» **Task prompt**
Look through the records below for the line holding "NOTIF-338 Allow to filter by event type name". Write it out exactly, with each following line through the line holding "Thanks for the tests!".

Material provided: Begin

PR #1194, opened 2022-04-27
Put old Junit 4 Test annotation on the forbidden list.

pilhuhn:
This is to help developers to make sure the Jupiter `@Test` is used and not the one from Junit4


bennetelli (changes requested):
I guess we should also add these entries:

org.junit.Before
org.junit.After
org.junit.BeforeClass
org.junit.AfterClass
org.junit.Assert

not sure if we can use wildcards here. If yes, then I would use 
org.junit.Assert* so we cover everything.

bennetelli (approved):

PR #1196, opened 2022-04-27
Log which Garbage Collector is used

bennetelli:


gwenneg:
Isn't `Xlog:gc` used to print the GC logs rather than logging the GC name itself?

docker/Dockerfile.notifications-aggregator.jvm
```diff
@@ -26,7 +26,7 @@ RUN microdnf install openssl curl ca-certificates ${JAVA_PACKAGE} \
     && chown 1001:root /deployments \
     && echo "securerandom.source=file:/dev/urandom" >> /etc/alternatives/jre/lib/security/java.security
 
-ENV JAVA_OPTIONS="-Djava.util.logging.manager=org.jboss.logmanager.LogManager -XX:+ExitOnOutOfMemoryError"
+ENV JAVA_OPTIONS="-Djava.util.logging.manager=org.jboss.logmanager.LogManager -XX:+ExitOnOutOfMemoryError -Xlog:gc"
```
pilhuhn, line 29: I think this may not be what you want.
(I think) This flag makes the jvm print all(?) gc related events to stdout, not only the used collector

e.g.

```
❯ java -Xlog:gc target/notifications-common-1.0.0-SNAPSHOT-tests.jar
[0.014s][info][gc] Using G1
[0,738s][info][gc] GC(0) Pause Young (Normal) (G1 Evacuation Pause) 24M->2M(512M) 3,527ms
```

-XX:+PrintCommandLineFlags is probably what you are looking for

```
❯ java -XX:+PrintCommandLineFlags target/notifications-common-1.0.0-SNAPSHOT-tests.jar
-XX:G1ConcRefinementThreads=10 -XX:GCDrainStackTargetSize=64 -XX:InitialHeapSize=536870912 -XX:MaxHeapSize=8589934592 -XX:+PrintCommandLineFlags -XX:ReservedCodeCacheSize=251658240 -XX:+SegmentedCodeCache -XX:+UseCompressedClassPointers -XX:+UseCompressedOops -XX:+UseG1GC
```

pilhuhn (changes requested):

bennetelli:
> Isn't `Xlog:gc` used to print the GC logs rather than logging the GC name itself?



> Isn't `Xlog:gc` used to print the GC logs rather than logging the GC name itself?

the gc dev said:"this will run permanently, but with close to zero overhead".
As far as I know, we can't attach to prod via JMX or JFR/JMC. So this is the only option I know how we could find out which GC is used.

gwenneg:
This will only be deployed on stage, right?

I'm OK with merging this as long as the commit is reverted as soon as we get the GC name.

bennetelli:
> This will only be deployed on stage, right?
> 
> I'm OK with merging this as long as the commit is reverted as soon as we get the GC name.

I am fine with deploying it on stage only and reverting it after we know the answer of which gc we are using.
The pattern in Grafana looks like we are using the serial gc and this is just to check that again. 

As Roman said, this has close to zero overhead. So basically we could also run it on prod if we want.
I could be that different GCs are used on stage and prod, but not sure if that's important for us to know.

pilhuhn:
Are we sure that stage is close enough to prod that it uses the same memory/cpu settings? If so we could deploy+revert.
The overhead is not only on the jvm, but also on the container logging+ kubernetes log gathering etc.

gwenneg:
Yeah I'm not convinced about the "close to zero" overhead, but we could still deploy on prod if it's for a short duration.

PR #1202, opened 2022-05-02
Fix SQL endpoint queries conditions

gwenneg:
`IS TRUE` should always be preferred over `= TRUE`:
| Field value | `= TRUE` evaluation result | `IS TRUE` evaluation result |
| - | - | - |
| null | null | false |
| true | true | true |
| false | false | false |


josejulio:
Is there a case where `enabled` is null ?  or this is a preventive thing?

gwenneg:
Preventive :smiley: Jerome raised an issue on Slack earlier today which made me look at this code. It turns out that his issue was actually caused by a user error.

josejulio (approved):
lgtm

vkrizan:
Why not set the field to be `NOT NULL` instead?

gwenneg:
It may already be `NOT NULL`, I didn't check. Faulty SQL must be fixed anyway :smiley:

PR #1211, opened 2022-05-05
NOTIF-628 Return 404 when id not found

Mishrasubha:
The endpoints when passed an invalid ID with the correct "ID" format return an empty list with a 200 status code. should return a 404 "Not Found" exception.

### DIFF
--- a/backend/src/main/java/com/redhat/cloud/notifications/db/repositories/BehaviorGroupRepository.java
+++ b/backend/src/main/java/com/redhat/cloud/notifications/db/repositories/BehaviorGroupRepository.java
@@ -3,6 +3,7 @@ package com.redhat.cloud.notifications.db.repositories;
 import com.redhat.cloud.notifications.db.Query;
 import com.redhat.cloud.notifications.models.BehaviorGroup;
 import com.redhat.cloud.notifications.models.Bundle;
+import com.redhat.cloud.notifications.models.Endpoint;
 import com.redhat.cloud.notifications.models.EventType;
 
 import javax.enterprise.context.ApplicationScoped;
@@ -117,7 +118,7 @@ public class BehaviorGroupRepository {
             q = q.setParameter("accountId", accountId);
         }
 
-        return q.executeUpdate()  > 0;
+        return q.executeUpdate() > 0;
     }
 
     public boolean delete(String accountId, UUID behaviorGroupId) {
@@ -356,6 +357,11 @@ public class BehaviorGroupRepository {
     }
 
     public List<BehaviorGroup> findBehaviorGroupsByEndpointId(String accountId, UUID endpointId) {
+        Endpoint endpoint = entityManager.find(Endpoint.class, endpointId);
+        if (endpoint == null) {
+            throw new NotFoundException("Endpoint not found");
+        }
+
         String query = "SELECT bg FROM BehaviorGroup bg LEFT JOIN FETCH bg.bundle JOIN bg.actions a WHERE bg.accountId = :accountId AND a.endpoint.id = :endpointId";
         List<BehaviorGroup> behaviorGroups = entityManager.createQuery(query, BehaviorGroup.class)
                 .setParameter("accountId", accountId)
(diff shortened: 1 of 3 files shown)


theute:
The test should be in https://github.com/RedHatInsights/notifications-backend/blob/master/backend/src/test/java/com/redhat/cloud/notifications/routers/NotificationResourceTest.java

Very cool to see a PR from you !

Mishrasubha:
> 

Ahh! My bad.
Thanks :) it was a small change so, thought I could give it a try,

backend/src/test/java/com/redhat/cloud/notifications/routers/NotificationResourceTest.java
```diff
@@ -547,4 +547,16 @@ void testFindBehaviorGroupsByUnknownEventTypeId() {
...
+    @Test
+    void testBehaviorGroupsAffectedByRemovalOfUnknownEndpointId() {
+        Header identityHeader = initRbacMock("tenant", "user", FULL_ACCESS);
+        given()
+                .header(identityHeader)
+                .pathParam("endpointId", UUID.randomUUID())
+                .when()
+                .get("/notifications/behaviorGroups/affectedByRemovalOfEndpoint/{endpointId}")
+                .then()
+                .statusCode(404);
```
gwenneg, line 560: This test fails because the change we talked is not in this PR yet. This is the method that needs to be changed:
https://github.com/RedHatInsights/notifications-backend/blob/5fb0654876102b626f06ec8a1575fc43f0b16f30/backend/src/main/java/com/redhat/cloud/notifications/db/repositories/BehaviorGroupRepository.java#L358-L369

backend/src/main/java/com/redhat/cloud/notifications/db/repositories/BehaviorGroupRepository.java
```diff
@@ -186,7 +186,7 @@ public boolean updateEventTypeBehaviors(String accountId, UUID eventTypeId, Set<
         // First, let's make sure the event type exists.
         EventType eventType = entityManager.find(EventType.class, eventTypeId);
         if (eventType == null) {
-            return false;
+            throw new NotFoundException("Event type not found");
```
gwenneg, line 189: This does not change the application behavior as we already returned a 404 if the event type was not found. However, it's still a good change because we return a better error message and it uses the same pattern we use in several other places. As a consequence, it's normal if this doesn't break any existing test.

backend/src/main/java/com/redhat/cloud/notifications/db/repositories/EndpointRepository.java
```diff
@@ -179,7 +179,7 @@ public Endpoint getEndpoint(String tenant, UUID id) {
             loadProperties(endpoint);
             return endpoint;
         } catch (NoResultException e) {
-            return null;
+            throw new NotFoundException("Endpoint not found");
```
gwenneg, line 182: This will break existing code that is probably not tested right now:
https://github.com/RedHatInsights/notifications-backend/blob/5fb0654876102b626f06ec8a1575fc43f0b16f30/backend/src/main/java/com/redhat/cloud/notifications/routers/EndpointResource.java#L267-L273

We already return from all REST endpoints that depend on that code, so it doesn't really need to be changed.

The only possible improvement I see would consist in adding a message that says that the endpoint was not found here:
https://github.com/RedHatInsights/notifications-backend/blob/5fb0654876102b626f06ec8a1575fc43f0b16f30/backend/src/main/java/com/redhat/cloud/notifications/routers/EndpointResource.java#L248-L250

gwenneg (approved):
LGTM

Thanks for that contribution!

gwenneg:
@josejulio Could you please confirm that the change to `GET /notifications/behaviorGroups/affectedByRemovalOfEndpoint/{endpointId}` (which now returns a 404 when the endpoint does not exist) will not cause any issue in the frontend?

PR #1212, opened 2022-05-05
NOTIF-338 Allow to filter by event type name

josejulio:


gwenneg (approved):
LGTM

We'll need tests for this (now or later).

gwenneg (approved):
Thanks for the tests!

Material provided: End
Material provided: Begin

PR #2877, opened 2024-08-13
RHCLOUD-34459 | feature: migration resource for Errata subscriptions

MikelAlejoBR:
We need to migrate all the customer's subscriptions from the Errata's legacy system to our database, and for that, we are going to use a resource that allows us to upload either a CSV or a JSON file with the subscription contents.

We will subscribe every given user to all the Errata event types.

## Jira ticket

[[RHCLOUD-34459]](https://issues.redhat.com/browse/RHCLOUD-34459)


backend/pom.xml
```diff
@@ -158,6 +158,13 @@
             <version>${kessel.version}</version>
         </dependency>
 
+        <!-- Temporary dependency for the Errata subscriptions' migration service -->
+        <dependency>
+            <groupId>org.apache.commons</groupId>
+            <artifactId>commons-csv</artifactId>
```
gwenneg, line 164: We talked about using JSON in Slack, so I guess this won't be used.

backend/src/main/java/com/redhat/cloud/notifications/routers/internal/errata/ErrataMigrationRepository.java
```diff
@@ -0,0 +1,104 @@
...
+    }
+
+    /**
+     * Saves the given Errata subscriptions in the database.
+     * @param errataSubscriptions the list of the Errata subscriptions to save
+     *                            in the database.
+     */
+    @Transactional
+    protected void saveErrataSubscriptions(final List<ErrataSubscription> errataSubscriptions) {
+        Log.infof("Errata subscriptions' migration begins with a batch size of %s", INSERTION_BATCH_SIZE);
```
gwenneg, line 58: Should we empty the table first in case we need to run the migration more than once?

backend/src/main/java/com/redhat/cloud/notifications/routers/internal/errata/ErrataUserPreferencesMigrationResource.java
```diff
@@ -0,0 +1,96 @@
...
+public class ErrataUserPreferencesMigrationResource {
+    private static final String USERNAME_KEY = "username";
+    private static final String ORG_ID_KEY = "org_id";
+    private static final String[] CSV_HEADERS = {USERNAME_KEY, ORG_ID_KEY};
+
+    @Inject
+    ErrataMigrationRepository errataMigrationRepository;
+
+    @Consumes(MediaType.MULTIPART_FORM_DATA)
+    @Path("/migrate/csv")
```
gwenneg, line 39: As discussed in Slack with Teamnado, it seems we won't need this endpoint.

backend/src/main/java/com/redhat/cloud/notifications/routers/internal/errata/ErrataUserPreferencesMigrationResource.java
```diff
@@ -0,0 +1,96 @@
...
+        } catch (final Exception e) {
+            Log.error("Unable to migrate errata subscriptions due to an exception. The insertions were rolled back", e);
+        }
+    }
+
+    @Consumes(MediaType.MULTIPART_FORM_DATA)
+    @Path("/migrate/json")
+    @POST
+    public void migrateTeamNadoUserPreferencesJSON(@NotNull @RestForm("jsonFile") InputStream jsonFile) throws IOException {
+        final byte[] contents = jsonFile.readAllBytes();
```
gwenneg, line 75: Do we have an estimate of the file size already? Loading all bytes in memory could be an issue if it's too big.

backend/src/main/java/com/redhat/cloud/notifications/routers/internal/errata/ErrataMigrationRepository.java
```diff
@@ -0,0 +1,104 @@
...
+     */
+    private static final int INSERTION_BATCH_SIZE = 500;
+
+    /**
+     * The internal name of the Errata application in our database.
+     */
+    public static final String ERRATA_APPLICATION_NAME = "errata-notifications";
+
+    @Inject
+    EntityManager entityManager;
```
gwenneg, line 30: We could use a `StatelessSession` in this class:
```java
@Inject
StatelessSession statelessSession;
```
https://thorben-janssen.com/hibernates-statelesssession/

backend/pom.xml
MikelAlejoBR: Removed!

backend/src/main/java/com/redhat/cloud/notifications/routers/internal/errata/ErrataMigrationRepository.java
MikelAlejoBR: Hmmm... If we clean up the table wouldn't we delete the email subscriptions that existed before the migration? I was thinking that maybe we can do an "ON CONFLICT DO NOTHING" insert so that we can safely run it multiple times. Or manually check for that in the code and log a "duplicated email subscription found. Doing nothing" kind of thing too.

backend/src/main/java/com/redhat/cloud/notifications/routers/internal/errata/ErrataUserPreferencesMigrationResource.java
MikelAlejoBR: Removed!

Material provided: End

» **Your solution**
NOTIF-338 Allow to filter by event type name

josejulio:


gwenneg (approved):
LGTM

We'll need tests for this (now or later).

gwenneg (approved):
Thanks for the tests!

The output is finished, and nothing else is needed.